Why Static Site Generation?

  • Zero infrastructure cost. Hosts on GitHub Pages, Netlify, or any static host.
  • No security surface. No database, no auth, no API to protect.
  • Offline-capable. Coaches can save the page and use it without connectivity.
  • Fast. All interactivity happens client-side with pre-processed data.

Why Embedded JSON Instead of API Calls?

The dataset is small enough (1,200 team-seasons) that embedding it directly in the page makes sense. This eliminates latency, simplifies deployment, and makes the system self-contained.

Why Cache Geocoding Results?

OpenStreetMap’s Nominatim API is free but rate-limited. Caching results means:

  • First build geocodes unknown cities (slowly, respectfully)
  • Subsequent builds use cached coordinates (instantly)
  • The cache ships with the repo, so fresh clones don’t need API access

Why Not Use an Existing Sports Analytics Platform?

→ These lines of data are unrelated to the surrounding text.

Issue #2460, opened 2025-10-29
[NETE2ESDK] Automatically update .NET runtimes and ASP.NET Core Runtimes does not work with the .NET Install Tool


yinjiehe01:
### Describe the bug.

Install the previous .NET runtime and ASP.NET Core runtime and then change the 'runtimeUpdatedelaySeconds' to 20 seconds. It cannot update to the latest version after waiting 20 seconds.

### Please attach log file(s) here if you have any.

[logs.zip](https://github.com/user-attachments/files/23204032/logs.zip)

The log file location should be copied to your clipboard if you came from VS Code.

### Reproduction Steps

1.Intall 8.0.20 runtime and ASP.NET Core runtime on Windows, Mac.
2.Set 'runtimeUpdateDelaySeconds' to 20 seconds and then restart VS Code.
3.Wait for a while and observe the .NET Install Tool output window.

### Expected Behavior

The .NET Install Tool output window shows the .NET runtime and ASP.NET Core runtimes update to the latest version, and uninstall the previous version.

### Exceptions & Errors (if any)

There is nothing happened in the .NET Install Tool output window.

### .NET Install Tool Version

2.4.1

### Your operating system? Please provide more detail, such as the version and or distro above.

N/A

### VS Code Version

1.105.1

yinjiehe01:
Not repro on the new version, so closed it.

PR #2472, opened 2025-11-03
Automatic Update - Fit & Finish Improvements

nagilson:
https://github.com/dotnet/vscode-dotnet-runtime/pull/2420 was merged which enabled automatic update and cleanup of vscode-based .NET runtime installs.

The vendor tests reported it as not working: https://github.com/dotnet/vscode-dotnet-runtime/issues/2460
I realized the vendor tests didn't really work - the daily check for updates only runs once. The vendor tests require starting vscode for the day and installing older versions to verify if they get cleaned up. So, I had to add a command that allows a tester to reset the update time, so they can see if the automatic updates trigger.
This command is `Sample: Reset the update timer for .NET`

Their tests also did not have any logs. I realized there was a race condition with the logs, and that we weren't always outputting to the log. This code enforces the installation updater to push out to the log when it's done running update checks. It also prevents a collision from occurring - the log basically keeps track of a bunch of messages in memory and gets dumped at once to avoid waiting on file writes. But when we have multiple of those happening at the same time, the file can become corrupt or empty. This moves the file writes into a move operation which is synchronously completed when we've finished writing to the temp file. There is room for improvement in this system but this seems good for now.

### DIFF
--- a/vscode-dotnet-runtime-extension/src/extension.ts
+++ b/vscode-dotnet-runtime-extension/src/extension.ts
@@ -445,7 +445,6 @@ export function activate(vsCodeContext: vscode.ExtensionContext, extensionContex
             const existingOfflinePath = await getExistingInstallOffline(worker, workerContext);
             if (existingOfflinePath)
             {
-                // make sure this is marked
                 return Promise.resolve(existingOfflinePath);
             }
 


vscode-dotnet-runtime-extension/src/extension.ts
```diff
@@ -443,6 +445,7 @@ export function activate(vsCodeContext: vscode.ExtensionContext, extensionContex
             const existingOfflinePath = await getExistingInstallOffline(worker, workerContext);
             if (existingOfflinePath)
             {
+                // make sure this is marked
```
nagilson:
```suggestion

```

MiYanni (approved):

High school sports have unique constraints:

  • No budget for commercial tools
  • Data access is limited and non-standard
  • Stakeholders need education, not just dashboards
  • The ranking methodology itself is part of the value

Impact and Stakeholder Value

For Coaches

  • Objective measure of team strength beyond win-loss
  • Understand where they stand in the state, not just their league
  • Simulate playoff scenarios before the bracket is set
  • Identify strength-of-schedule opportunities

For Athletic Directors

  • Data to support playoff seeding decisions
  • Reduce controversy around bracket placement
  • Historical tracking across seasons

For OSAA (Potential)

  • Model for modernizing playoff selection
  • Travel optimization could save thousands of miles across classifications
  • Transparent methodology reduces appeals and complaints

What This Project Demonstrates

  • Domain Modeling: Translating messy real-world rules (tennis scoring, OSAA classifications, tiebreaker hierarchies) into clean data structures.
  • Algorithm Design: Building ranking systems that balance multiple factors fairly, handle edge cases, and produce defensible results.
  • Systems Thinking: Understanding how components interact—data quality affects rankings, rankings affect tiebreakers, tiebreakers affect user trust.
  • User Empathy: Building for non-technical users without dumbing down the capability.
  • Pragmatic Engineering: Choosing boring technology (static HTML, embedded JSON) when it’s the right fit, rather than over-engineering.
  • Data Pipeline Design: Handling the full lifecycle from external API to processed output, with appropriate caching and error handling.